Work instruction: Filter the material below so that only lines containing "npmenard" remain.

Task material:
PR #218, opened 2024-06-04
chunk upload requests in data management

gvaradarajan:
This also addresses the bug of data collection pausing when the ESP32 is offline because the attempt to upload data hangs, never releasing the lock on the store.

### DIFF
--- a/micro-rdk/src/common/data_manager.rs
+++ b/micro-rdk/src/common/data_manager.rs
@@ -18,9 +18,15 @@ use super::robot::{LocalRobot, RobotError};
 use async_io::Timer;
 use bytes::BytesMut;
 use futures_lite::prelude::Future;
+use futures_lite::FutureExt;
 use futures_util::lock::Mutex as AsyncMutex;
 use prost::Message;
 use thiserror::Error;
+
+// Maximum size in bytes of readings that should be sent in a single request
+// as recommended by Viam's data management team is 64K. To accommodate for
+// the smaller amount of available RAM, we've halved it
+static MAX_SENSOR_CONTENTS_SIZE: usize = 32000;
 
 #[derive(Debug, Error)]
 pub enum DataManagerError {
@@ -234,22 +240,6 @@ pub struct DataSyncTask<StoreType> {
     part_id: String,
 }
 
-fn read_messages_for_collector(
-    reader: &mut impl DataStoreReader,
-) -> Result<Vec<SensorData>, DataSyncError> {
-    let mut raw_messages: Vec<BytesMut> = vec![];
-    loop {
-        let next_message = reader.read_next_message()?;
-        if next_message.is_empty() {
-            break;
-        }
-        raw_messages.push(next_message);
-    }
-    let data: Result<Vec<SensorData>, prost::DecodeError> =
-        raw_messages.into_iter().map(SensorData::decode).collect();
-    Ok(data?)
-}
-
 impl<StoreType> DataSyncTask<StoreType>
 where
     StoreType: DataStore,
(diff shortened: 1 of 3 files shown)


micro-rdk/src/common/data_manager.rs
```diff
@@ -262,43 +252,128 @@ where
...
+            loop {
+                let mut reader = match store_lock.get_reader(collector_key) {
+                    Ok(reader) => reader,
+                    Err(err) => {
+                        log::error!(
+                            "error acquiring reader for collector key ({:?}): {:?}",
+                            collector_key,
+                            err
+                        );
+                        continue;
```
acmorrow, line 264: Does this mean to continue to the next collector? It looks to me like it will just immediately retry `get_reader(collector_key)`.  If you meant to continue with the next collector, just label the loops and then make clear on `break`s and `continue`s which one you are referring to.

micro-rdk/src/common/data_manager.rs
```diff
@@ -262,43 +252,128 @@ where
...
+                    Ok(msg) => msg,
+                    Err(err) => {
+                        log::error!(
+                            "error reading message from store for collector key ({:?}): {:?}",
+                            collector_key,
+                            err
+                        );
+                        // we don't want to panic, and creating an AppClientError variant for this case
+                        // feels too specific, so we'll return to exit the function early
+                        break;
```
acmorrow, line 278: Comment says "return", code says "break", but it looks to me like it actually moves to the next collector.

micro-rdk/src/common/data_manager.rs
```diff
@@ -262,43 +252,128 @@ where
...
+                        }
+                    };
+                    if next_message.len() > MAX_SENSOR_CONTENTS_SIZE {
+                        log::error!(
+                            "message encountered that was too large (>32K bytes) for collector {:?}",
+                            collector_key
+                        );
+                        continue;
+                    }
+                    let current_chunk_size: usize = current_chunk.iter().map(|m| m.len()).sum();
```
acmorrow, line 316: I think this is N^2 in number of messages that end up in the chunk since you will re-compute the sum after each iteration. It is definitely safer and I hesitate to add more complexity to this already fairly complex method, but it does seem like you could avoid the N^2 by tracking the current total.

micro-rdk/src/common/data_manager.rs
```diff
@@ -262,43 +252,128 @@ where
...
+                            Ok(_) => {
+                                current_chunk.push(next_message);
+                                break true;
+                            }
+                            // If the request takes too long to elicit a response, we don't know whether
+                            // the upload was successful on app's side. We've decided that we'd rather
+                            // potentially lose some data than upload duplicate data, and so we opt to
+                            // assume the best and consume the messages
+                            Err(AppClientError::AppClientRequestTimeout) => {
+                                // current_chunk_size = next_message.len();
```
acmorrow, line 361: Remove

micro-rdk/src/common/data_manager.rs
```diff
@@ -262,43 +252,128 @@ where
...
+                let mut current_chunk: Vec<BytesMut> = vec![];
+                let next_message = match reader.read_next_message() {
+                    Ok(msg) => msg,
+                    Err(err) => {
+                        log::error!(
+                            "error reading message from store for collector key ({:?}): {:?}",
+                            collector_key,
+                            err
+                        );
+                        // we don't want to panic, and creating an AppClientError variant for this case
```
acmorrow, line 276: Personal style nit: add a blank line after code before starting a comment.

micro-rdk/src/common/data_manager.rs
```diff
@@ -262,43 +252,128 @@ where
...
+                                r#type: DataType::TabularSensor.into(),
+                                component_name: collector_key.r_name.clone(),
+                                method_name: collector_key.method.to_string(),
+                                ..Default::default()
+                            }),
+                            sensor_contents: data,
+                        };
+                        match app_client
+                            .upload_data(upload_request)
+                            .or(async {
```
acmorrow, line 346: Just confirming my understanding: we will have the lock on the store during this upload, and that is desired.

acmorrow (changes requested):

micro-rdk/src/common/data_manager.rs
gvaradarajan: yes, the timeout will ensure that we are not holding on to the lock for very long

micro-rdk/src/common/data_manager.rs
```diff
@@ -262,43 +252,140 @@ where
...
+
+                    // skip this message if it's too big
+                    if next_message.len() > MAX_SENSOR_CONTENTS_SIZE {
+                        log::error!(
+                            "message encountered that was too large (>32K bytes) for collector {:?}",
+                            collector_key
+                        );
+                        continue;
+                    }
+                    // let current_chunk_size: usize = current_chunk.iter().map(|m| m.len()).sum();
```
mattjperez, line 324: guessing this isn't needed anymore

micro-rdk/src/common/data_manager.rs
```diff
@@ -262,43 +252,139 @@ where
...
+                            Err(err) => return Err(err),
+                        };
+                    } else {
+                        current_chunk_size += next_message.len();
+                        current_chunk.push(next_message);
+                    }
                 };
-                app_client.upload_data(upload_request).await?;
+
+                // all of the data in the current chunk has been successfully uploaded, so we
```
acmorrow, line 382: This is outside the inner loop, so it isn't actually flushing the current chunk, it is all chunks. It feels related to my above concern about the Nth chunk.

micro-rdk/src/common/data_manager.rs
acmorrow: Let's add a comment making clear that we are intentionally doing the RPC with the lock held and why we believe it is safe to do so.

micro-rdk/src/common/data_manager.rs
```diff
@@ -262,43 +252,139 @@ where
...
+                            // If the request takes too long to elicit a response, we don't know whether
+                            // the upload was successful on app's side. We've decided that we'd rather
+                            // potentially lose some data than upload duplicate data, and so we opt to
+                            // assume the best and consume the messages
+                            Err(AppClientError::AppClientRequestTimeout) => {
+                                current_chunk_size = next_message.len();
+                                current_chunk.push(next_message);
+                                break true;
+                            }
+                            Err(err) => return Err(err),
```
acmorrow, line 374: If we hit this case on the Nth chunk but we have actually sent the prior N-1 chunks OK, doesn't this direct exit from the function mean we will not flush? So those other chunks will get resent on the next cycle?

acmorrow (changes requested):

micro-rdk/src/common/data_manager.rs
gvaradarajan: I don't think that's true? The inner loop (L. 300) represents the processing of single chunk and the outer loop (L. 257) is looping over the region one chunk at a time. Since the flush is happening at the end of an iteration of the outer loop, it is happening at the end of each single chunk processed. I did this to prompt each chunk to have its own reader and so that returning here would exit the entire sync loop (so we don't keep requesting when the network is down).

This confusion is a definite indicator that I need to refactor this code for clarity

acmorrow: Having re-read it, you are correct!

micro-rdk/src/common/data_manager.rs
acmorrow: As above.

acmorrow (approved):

---

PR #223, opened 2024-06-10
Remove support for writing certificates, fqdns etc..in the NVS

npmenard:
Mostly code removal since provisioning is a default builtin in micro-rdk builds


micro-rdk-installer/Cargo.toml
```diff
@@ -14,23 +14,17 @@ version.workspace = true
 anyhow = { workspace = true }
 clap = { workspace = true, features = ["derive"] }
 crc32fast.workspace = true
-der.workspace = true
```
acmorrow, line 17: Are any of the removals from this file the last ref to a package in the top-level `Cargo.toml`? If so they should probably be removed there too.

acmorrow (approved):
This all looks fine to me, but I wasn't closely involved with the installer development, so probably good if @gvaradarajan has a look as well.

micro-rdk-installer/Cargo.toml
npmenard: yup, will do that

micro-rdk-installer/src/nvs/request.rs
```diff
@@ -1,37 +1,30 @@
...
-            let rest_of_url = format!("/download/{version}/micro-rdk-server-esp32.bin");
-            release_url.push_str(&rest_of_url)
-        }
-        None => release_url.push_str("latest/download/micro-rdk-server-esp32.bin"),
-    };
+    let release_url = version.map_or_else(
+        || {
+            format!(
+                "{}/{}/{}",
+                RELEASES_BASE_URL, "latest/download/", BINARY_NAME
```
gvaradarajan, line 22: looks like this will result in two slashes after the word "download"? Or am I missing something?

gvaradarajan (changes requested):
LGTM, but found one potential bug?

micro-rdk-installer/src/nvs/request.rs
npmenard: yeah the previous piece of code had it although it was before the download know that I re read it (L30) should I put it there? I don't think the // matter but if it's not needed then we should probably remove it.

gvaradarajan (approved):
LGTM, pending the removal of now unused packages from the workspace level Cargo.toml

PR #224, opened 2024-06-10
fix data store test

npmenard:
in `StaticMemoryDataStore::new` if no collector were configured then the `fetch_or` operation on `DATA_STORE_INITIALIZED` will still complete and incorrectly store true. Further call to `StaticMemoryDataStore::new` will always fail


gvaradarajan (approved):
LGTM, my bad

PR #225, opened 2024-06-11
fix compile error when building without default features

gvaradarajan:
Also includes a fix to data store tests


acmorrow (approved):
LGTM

...

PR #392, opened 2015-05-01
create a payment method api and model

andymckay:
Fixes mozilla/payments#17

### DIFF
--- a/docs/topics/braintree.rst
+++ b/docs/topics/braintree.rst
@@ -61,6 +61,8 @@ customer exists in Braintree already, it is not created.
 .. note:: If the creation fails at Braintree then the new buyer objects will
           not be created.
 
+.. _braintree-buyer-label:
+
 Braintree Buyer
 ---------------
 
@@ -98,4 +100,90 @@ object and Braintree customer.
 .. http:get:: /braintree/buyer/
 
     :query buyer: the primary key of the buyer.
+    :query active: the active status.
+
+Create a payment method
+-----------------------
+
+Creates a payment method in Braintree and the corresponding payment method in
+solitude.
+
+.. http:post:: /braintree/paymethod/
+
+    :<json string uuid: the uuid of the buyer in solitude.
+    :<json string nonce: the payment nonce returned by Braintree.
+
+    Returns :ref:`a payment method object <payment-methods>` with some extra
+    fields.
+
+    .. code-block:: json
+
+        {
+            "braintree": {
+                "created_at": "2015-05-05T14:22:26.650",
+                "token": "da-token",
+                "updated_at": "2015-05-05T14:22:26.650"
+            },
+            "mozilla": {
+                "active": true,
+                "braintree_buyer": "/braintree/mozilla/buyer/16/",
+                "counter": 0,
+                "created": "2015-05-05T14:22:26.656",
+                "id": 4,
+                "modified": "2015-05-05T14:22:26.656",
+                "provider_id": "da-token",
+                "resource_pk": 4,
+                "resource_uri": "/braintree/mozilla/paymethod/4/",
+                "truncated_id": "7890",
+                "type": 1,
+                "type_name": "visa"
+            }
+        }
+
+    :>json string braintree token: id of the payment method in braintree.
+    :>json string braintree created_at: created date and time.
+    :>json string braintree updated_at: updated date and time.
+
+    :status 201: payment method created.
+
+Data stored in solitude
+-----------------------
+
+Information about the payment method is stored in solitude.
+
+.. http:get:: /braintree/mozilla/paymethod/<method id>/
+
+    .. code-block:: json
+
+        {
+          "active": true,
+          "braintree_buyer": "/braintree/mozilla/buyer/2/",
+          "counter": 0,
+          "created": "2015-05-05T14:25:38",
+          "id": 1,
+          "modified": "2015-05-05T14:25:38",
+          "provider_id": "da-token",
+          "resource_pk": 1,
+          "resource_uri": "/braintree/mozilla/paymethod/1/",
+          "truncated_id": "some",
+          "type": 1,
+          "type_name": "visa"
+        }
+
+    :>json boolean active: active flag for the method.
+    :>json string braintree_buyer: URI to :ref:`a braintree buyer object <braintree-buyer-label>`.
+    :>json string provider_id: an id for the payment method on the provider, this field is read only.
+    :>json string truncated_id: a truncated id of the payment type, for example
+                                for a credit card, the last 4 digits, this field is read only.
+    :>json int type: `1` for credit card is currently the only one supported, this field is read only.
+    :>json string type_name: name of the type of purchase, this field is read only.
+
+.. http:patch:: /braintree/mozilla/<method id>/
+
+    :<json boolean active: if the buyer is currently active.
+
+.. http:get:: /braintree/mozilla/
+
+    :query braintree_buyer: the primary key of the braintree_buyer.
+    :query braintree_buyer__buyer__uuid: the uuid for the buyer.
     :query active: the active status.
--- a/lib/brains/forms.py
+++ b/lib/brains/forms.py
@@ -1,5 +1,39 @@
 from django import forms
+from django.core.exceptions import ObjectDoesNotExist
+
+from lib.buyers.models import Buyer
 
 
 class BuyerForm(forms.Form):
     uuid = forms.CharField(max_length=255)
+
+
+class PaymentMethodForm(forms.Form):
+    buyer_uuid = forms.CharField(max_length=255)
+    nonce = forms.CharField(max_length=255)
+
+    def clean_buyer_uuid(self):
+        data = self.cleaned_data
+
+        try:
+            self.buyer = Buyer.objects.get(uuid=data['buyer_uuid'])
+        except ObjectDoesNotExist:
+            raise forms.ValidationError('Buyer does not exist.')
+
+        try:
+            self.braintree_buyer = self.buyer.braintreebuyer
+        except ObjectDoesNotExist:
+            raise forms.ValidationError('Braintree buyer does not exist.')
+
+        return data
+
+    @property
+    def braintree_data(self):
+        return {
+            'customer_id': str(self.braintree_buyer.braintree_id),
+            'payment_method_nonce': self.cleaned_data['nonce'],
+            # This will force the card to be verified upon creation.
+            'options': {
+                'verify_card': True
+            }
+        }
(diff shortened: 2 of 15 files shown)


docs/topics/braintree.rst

Answer to this problem:
npmenard:
npmenard: yup, will do that
npmenard: yeah the previous piece of code had it although it was before the download know that I re read it (L30) should I put it there? I don't think the // matter but if it's not needed then we should probably remove it.
npmenard:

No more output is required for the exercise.